# Treks weight limit



## donalson (Apr 13, 2004)

while looking for some documentation info on my sawyer yesterday I came across something that shocked me a bit...

a 300# weight limit is given on all the adult trek bikes (26" wheels or larger)

pg 1-2
http://www.trekbikes.com/pdf/owners_manuals/Trek_2010_Owners_Manual.pdf

while it prob wouldn't be a prob even for frame warranty the fact that it's there could suck if you are hovering over that 300# mark

so just a little tidbit of info for you guys.

on a side note... anyone else see documentation like this for weight on other manufactures?


----------



## mtnbiker72 (Jan 22, 2007)

Not surprising at all...pretty much every bike is designed around the "average" rider which is somewhere in the 140-170 lbs range. The truth is, the 300lbs weight class is probably <1% of the clientele and building a bike to meet the needs of that rider would not be realistic because the ride would suck for lighter riders. Kona gave it a go (Hoss) but clearly it wasn't profitable because they discontinued it.

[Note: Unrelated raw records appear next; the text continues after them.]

PR #4665, opened 2023-10-08
[ZEPPELIN-5966] Support Spark 3.5

pan3793:
### What is this PR for?

Spark 3.5.0 was released a few weeks ago, this PR tries to add Spark 3.5 support in Zeppelin.
https://spark.apache.org/releases/spark-release-3-5-0.html

### What type of PR is it?

Improvement

### What is the Jira issue?

ZEPPELIN-5966

### How should this be tested?

Update GitHub workflow to cover Spark 3.5 tests

### Questions:
* Does the license files need to update? No
* Is there breaking changes for older versions? No
* Does this needs documentation? Yes, updated correspondingly.

PR #4668, opened 2023-10-08
[ZEPPELIN-5946][FOLLOWUP] Clean up code for legacy Spark versions

pan3793:
### What is this PR for?

Clean up unreachable code for legacy Spark 1.x and 2.x versions, since Zeppelin only supports Spark 3.2 ~ 3.4 now.

### What type of PR is it?

Improvement

### Todos
* [ ] - Task

### What is the Jira issue?

ZEPPELIN-5946

Pass CI

### Questions:

### DIFF
--- a/python/src/main/java/org/apache/zeppelin/python/PythonInterpreter.java
+++ b/python/src/main/java/org/apache/zeppelin/python/PythonInterpreter.java
@@ -70,7 +70,6 @@ public class PythonInterpreter extends Interpreter {
   private ZeppelinContext zeppelinContext;
   // set by PythonCondaInterpreter
   private String condaPythonExec;
-  private boolean usePy4jAuth = false;
 
   public PythonInterpreter(Properties property) {
     super(property);
@@ -116,7 +115,6 @@ public class PythonInterpreter extends Interpreter {
     }
 
     try {
-      this.usePy4jAuth = Boolean.parseBoolean(getProperty("zeppelin.py4j.useAuth", "true"));
       createGatewayServerAndStartScript();
     } catch (IOException e) {
       LOGGER.error("Fail to open PythonInterpreter", e);
@@ -132,8 +130,7 @@ public class PythonInterpreter extends Interpreter {
     // container can also connect to this gateway server.
     String serverAddress = PythonUtils.getLocalIP(properties);
     String secret = PythonUtils.createSecret(256);
-    this.gatewayServer = PythonUtils.createGatewayServer(this, serverAddress, port, secret,
-        usePy4jAuth);
+    this.gatewayServer = PythonUtils.createGatewayServer(this, serverAddress, port, secret);
     gatewayServer.start();
 
     // launch python process to connect to the gateway server in JVM side
@@ -149,9 +146,7 @@ public class PythonInterpreter extends Interpreter {
 
     outputStream = new InterpreterOutputStream(LOGGER);
     Map<String, String> env = setupPythonEnv();
-    if (usePy4jAuth) {
-      env.put("PY4J_GATEWAY_SECRET", secret);
-    }
+    env.put("PY4J_GATEWAY_SECRET", secret);
     if (LOGGER.isInfoEnabled()) {
       LOGGER.info("Launching Python Process Command: {} {}",
           cmd.getExecutable(), StringUtils.join(cmd.getArguments(), " "));
--- a/python/src/main/java/org/apache/zeppelin/python/PythonUtils.java
+++ b/python/src/main/java/org/apache/zeppelin/python/PythonUtils.java
@@ -39,17 +39,12 @@ public class PythonUtils {
                                                   String secretKey) throws IOException {
     LOGGER.info("Launching GatewayServer at {}:{}", serverAddress, port);
     try {
-      Class clz = Class.forName("py4j.GatewayServer$GatewayServerBuilder", true,
-          Thread.currentThread().getContextClassLoader());
-      Object builder = clz.getConstructor(Object.class).newInstance(entryPoint);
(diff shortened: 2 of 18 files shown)


python/src/main/java/org/apache/zeppelin/python/PythonInterpreter.java
```diff
@@ -116,7 +115,6 @@ public void open() throws InterpreterException {
     }
 
     try {
-      this.usePy4jAuth = Boolean.parseBoolean(getProperty("zeppelin.py4j.useAuth", "true"));
```
pan3793, line 119: This change is based on the fact that `isSecretSupported` is always true for Spark 3.2 and above.

property `zeppelin.py4j.useAuth` is only used internally, and is not exposed to the end user, the removal should be safe.

pan3793:
cc @jongyoul @Reamer

python/src/main/java/org/apache/zeppelin/python/PythonUtils.java
```diff
@@ -37,35 +36,22 @@ public class PythonUtils {
...
-          GatewayServer.DEFAULT_PYTHON_PORT,
-          InetAddress.getByName(serverAddress),
-          InetAddress.getByName(serverAddress),
-          GatewayServer.DEFAULT_CONNECT_TIMEOUT,
-          GatewayServer.DEFAULT_READ_TIMEOUT,
-          (List) null);
+                                                  String secretKey) throws IOException {
+    LOGGER.info("Launching GatewayServer at {}:{}", serverAddress, port);
+    try {
+      Class clz = Class.forName("py4j.GatewayServer$GatewayServerBuilder", true,
```
Reamer, line 42: Can you document here why reflection is used here.

python/src/main/java/org/apache/zeppelin/python/PythonInterpreter.java
Reamer: :heavy_check_mark:

zeppelin-zengine/src/main/java/org/apache/zeppelin/interpreter/launcher/SparkInterpreterLauncher.java
```diff
@@ -294,37 +292,17 @@ private String detectSparkScalaVersion(String sparkHome, Map<String, String> env
...
-        return "2.10";
-      } catch (ClassNotFoundException e) {
-        return "2.11";
-      }
+    File sparkJarsFolder = new File(sparkHome + "/jars");
+    boolean sparkRepl212Exists =
+            Stream.of(sparkJarsFolder.listFiles()).anyMatch(file -> file.getName().contains("spark-repl_2.12"));
+    boolean sparkRepl213Exists =
+            Stream.of(sparkJarsFolder.listFiles()).anyMatch(file -> file.getName().contains("spark-repl_2.13"));
+    if (sparkRepl212Exists) {
```
Reamer, line 300: I like this approach. Do we want to throw an exception as soon as multiple versions are found?

Reamer (approved):
I have looked through the PR but have not validated that `py4j.useAuth` is also used in other sections.

zeppelin-zengine/src/main/java/org/apache/zeppelin/interpreter/launcher/SparkInterpreterLauncher.java
pan3793: I think it's fine to suppose that the user provides a valid SPARK_HOME, otherwise, things could be much more complicated. And, a valid Spark installation won't contain both `spark-repl_2.12` and `spark-repl_2.13`

python/src/main/java/org/apache/zeppelin/python/PythonUtils.java
pan3793: I'm not very sure, it existed here without documents.

Maybe we can eliminate the reflection now, let me try

pan3793: After eliminating the reflection, CI result is good

zeppelin-zengine/src/main/java/org/apache/zeppelin/interpreter/launcher/SparkInterpreterLauncher.java
Reamer: In the old code, an exception is thrown for unclean installation. I would still like to see such error handling in the code.
```
      if (sparkAssemblyJars.length > 1) {
        throw new Exception("Multiple spark assembly file found in SPARK_HOME: " + sparkHome);
      }
```

python/src/main/java/org/apache/zeppelin/python/PythonUtils.java
Reamer: Great.

zeppelin-zengine/src/main/java/org/apache/zeppelin/interpreter/launcher/SparkInterpreterLauncher.java
pan3793: OK, let me add such check too

pan3793: added check code in https://github.com/apache/zeppelin/pull/4668/commits/0c30040a2766221542b9363abbd53974666bb2c0

Reamer (approved):
LGTM

jongyoul (approved):

pan3793:
@jongyoul the failed CI is irrelevant, could you merge this one? I'm going to rebase the #4665 once this gets in

PR #369, opened 2024-12-24
Implementation of Swift podfile Extractor

Octaviusss:
Pull request for the `Swift Podfile.lock` extractor.
Implemented:

- Extractor implementation;
- Unit test implementation:

We also chose to create a `ParsePodfileLock` function in a shared library such as `/extractor/filesystem/language/swift/swiftutils/` so that both `Swift` `Podfile` and `ObjectiveC` extractors can call it since they process the same podfile format.

### DIFF
--- a/extractor/filesystem/language/swift/swiftutils/podfilelock.go
+++ b/extractor/filesystem/language/swift/swiftutils/podfilelock.go
@@ -1,0 +1,78 @@
+// Copyright 2024 Google LLC
+//
+// Licensed under the Apache License, Version 2.0 (the "License");
+// you may not use this file except in compliance with the License.
+// You may obtain a copy of the License at
+//
+//      http://www.apache.org/licenses/LICENSE-2.0
+//
+// Unless required by applicable law or agreed to in writing, software
+// distributed under the License is distributed on an "AS IS" BASIS,
+// WITHOUT WARRANTIES OR CONDITIONS OF ANY KIND, either express or implied.
+// See the License for the specific language governing permissions and
+// limitations under the License.
+
+package swiftutils
+
+import (
+	"fmt"
+	"io"
+	"strings"
+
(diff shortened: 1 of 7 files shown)


extractor/filesystem/language/swift/swiftutils/podfilelock.go
```diff
@@ -0,0 +1,83 @@
...
+import (
+	"fmt"
+	"io"
+	"strings"
+
+	"gopkg.in/yaml.v3"
+)
+
+// PodfileLock represents the structure of a Podfile.lock file.
+type PodfileLock struct {
```
erikvarga, line 26: Make this private

extractor/filesystem/language/swift/swiftutils/podfilelock.go
```diff
@@ -0,0 +1,83 @@
...
+	Pods            []interface{}     `yaml:"PODS"`
+	SpecChecksums   map[string]string `yaml:"SPEC CHECKSUMS"`
```
erikvarga, line 28: We only use podfile.Pods from these so let's remove the other fields - otherwise we're loading them into memory (potentially increasing memory usage) for no reason

extractor/filesystem/language/swift/swiftutils/podfilelock.go
```diff
@@ -0,0 +1,83 @@
...
+	var pkgs []Package
+	for _, podInterface := range podfile.Pods {
+		var podBlob string
+		switch v := podInterface.(type) {
+		case map[string]interface{}:
+			for k := range v {
+				podBlob = k
+			}
+		case string:
+			podBlob = v
```
erikvarga, line 65: In the example valid file we always have the map[string] case right? Can you add an example that has the string case?

PR #370, opened 2024-12-24
Implementation of Objectivec Extractor

Octaviusss:
Pull request for the `Objectivec Podfile.lock` extractor.
Implemented:

- Extractor implementation;
- Unit test implementation:

We also chose to create a `ParsePodfileLock` function in a shared library such as `/extractor/filesystem/language/swift/swiftutils/` so that both `Swift Podfile` and `ObjectiveC` extractors can call it since they process the same `podfile` format as can also be seen in the #369 .

### DIFF
--- a/docs/supported_inventory_types.md
+++ b/docs/supported_inventory_types.md
@@ -40,6 +40,8 @@ SCALIBR supports extracting software package information from a variety of OS an
 * Javascript
   * Installed NPM packages (package.json)
   * Lockfiles: package-lock.json, yarn.lock, pnpm-lock.yaml
+* ObjectiveC
+  * Podfile.lock
 * PHP:
   * Composer
 * Python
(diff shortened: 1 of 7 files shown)


erikvarga (commented):
Are there no differences between Objective C and Swift podfiles?
If the format, name, PURL, and Ecosystem are all the same then we shouldn't copy the same code. Instead we should just keep the Swift code and add to supported_inventory_types.md that we support support both Objective C and Swift

Octaviusss:
I can confirm that there are no differences between `ObjectiveC` and `Swift` podfiles. We can proceed by just keeping the `Swift` code from the #369 and adding both `ObjectiveC` and `Swift` within the `supported_inventory_types.md` file.

erikvarga (approved):

PR #371, opened 2024-12-31
feat: Add ReadAt function for fileNode to allow gobinary extractor to successfully extract.

another-rex:
The gobinary extractor expects a ReaderAt, but fileNode does not implement it. The underlying file does though, so this just exposes it.

### DIFF
--- a/artifact/image/layerscanning/image/file_node.go
+++ b/artifact/image/layerscanning/image/file_node.go
@@ -67,6 +67,20 @@ func (f *fileNode) Read(b []byte) (n int, err error) {
 	return f.file.Read(b)
 }
 
+// ReadAt reads the real file referred to by the fileNode at a specific offset.
+func (f *fileNode) ReadAt(b []byte, off int64) (n int, err error) {
+	if f.isWhiteout {
+		return 0, fs.ErrNotExist
+	}
+	if f.file == nil {
+		f.file, err = os.Open(f.RealFilePath())
+	}
+	if err != nil {
+		return 0, err
+	}
+	return f.file.ReadAt(b, off)
+}
+
 // Close closes the real file referred to by the fileNode and resets the file field.
 func (f *fileNode) Close() error {
 	if f.file != nil {
--- a/artifact/image/layerscanning/image/file_node_test.go
+++ b/artifact/image/layerscanning/image/file_node_test.go
@@ -15,10 +15,14 @@
 package image
 
 import (
+	"io"
 	"io/fs"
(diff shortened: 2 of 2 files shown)


artifact/image/layerscanning/image/file_node.go
```diff
@@ -67,6 +67,20 @@ func (f *fileNode) Read(b []byte) (n int, err error) {
 	return f.file.Read(b)
 }
 
+// Read reads the real file referred to by the fileNode.
```
mleyvajr100, line 70: Comment should start with "ReadAt".

You think we could refactor the `Read` method. Wondering if `Read(b)` is equivalent to `ReadAt(b, 0)`.

artifact/image/layerscanning/image/file_node.go
```diff
@@ -67,6 +67,20 @@ func (f *fileNode) Read(b []byte) (n int, err error) {
...
+func (f *fileNode) ReadAt(b []byte, off int64) (n int, err error) {
```
mleyvajr100, line 71: Oh, it might also be a good idea to add a few tests? Probably doesn't many given the `Read` method is sufficiently tested.

mleyvajr100 (approved):
Thanks for adding the `ReadAt` method Rex! Looks good, though tests might be a good idea.

artifact/image/layerscanning/image/file_node.go
another-rex: It's not quite the same, ReadAt will return io.EOF error if the buffer is bigger than what is there to read, but Read won't do that unless you do a second Read at the end of the file.

artifact/image/layerscanning/image/file_node.go
another-rex: Added the tests! We might want to switch the wantErr in other tests to use the cmp library, since that also fails when wantErr is true but no error is returned.

artifact/image/layerscanning/image/file_node.go
mleyvajr100: Gotcha. The code lgtm then!

artifact/image/layerscanning/image/file_node.go
mleyvajr100: Yeah.... I'll create a bug to remind myself of changing `wantErr` from other tests. Thanks for the note and the added tests!

mleyvajr100 (approved):

oliverchang (approved):

PR #376, opened 2025-01-07
feat(poetrylock): support extracting groups from v2+ `poetry.lock` files

G-Rath:
Poetry v2 lockfiles [now include the groups a package belongs to](https://github.com/python-poetry/poetry/pull/9427), meaning that we can support extracting them to allow filtering.

Similar to Maven and NPM, Poetry explicitly notes everything that isn't in an explicit group as being in the `main` group meaning for packages that are considered in that group we always use an empty slice instead since that's how we indicate the "production" group.

I generated the final fixture using the following `pyproject.toml`:

```
[project]
name = "mine"
version = "1.0.0"

requires-python = ">=3.9"

dependencies = [
  "proto-plus == 1.22.0; python_version >= '3.6' and python_version < '3.10'",
  "proto-plus == 1.23.0; python_version >= '3.10'",
  "six"
]

[project.optional-dependencies]
caching = ["redis>=1"]

[tool.poetry.group.dev.dependencies]
urllib3 = "*"
factory-boy = "*"

[tool.poetry.group.test.dependencies]
faker = "*"
```

Technically we don't need the `python_version` constraint on `proto-plus` for this feature, but I realised we don't have any existing fixtures for this situation so I figured I'd sneak it in as part of this given it seems like we already support the lockfile having a package multiple names with different versions

---

This is a sister PR to https://github.com/google/osv-scanner/pull/1477 since `osv-scanner` is still in the middle of transitioning to using `osv-scalibr` - the core logic is exactly the same, and either (or both) should be fine to land


extractor/filesystem/language/python/poetrylock/poetrylock.go
```diff
@@ -65,6 +66,28 @@ func (e Extractor) FileRequired(api filesystem.FileAPI) bool {
 	return filepath.Base(api.Path()) == "poetry.lock"
 }
 
+func resolveGroups(pkg poetryLockPackage) []string {
+	// by definition an optional package cannot be in any other group,
```
another-rex, line 70: I'm not clear on how optional works here, does this refer to this? https://python-poetry.org/docs/managing-dependencies/#optional-groups or are optional groups and optional packages different.

G-Rath: umm ok I didn't know about that - I believe it was referring to https://python-poetry.org/docs/pyproject/#optional-dependencies but I'll check what happens when using these optional groups.

fwiw right now "optional" logically is focused on "is the `optional` property set to `true`" - so I know that `optional-dependencies` is one way of having that property come out as `true`, and now the question is if "optional groups" result in that too or something different

G-Rath: it looks like "optional groups" just manage what gets installed by default when you run `poetry install`, so they don't have any bearing on the lockfile itself, which makes sense

erikvarga:
Sorry this went under the radar so far. Generally looks good to me. @another-rex did you have any other comments or is the logic for the optional group fine as is?

another-rex (approved):
Nope, this looks good to me, sorry for the delay!

PR #391, opened 2025-01-15
fix: ensure extractors return a `nil` slice when erroring

G-Rath:
This ensures we're more consistent, and is the result of discussions on [#379](https://github.com/google/osv-scalibr/pull/379#discussion_r1916805117)

### DIFF
--- a/extractor/filesystem/language/java/gradlelockfile/gradlelockfile.go
+++ b/extractor/filesystem/language/java/gradlelockfile/gradlelockfile.go
@@ -107,7 +107,7 @@ func (e Extractor) Extract(ctx context.Context, input *filesystem.ScanInput) ([]
 	}
 
 	if err := scanner.Err(); err != nil {
-		return []*extractor.Inventory{}, fmt.Errorf("failed to read: %w", err)
+		return nil, fmt.Errorf("failed to read: %w", err)
 	}
 
 	return pkgs, nil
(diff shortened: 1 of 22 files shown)


extractor/filesystem/language/java/gradlelockfile/gradlelockfile.go
```diff
@@ -107,7 +107,7 @@ func (e Extractor) Extract(ctx context.Context, input *filesystem.ScanInput) ([]
 	}
 
 	if err := scanner.Err(); err != nil {
-		return []*extractor.Inventory{}, fmt.Errorf("failed to read: %w", err)
+		return nil, fmt.Errorf("failed to read: %w", err)
```
G-Rath, line 110: technically we could return `pkgs` here as per supporting "PartiallySucceeded", but I feel that's a separate concern to this PR so have just gone with `nil`

another-rex (commented):
Can you check if having nil in WantInventory actually checks if the output is nil? I think the cmp code we have might equate nil with an empty slice.

G-Rath:
@another-rex it does, as this is how we got here 😅 (and I have just double checked: if I return `[]*extractor.Inventory{}, err` with the test configured to expect `nil`, it fails, and also for the otherway around)

another-rex (approved):

PR #395, opened 2025-01-16
chore: enable `containedctx` linter

G-Rath:
This linter discourages the usage of `context.Context` fields on structs which is generally considered [bad practice](https://go.dev/blog/context-and-structs).

Relates to #274

### DIFF
--- a/extractor/filesystem/filesystem.go
+++ b/extractor/filesystem/filesystem.go
@@ -237,6 +237,7 @@ func RunFS(ctx context.Context, config *Config, wc *walkContext) ([]*extractor.I
 }
 
 type walkContext struct {
+	//nolint:containedctx
 	ctx               context.Context
 	stats             stats.Collector
 	extractors        []Extractor
--- a/testing/fakeextractor/fake_extractor_test.go
+++ b/testing/fakeextractor/fake_extractor_test.go
@@ -142,6 +142,7 @@ func TestExtract(t *testing.T) {
 	}}
 
 	type args struct {
+		//nolint:containedctx
 		ctx   context.Context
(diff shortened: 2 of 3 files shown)


testing/fakeextractor/fake_extractor_test.go
```diff
@@ -142,6 +142,7 @@ func TestExtract(t *testing.T) {
 	}}
 
 	type args struct {
+		//nolint:containedctx
 		ctx   context.Context
```
G-Rath, line 146: note: we could remove this since all the tests use the same `context.Background()`, but then we'd not be following the `args` "pattern" which might be preferred - I think it mainly matters if we do/do not expect this to change to lot in the near future 🤷

extractor/filesystem/filesystem.go
```diff
@@ -237,6 +237,7 @@ func RunFS(ctx context.Context, config *Config, wc *walkContext) ([]*extractor.I
 }
 
 type walkContext struct {
+	//nolint:containedctx
 	ctx               context.Context
```
G-Rath, line 241: note: it seems like we could probably come close to eliminating this, but that looks like it gets ugly due to needing to match the `fs.WalkDirFunc` type which does not accept a context in its signature

erikvarga (approved):

testing/fakeextractor/fake_extractor_test.go
erikvarga: Don't have a strong opinion on which pattern breakage is more problematic - so sounds good to me to leave it as is and follow the args pattern instead.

It sucks for the big rider, but I'm sure Trek is much more concerned with the components failing (since the weight limit is for the entire bike) than the frame failing.


----------



## donalson (Apr 13, 2004)

good point... but I was just shocked to actually see documentation saying that on something not lightweight/race oriented lol

but yes the % of potential riders that it would exclude i'm sure is ALMOST non existent lol


----------



## Sasquatch1413 (Nov 6, 2008)

I know that Niner and Specialized have both told me that their bikes/frames do not have a weight limit. Trek is the first I've heard of that does.


----------



## donalson (Apr 13, 2004)

yup I know on-one has no weight limit for the inbred and scandal also


----------



## Knight511 (Nov 26, 2010)

FWIW, the trek warranty is only as good as you LBS. Mine has made it VERY clear that I would have NOTHING to worry about on a Trek despite being 300+. They have made it clear that they will take care of me. It isn't surprising though... I know Cannondale also has the 300 limit on their bikes.


----------



## BigJZ74 (Jul 18, 2010)

Specialized is 300 as well.......Scott bikes are 250lbs even for their LT bikes. Cannondale's frame limit is 300lbs but their DYAD shocks only work for weights up to 250lbs at max psi which makes no sense.


----------



## chasejj (Sep 22, 2008)

I ahve seen Trek CF failures and Cannondales failures over the years (frames). These weren't 300+ pounders either. 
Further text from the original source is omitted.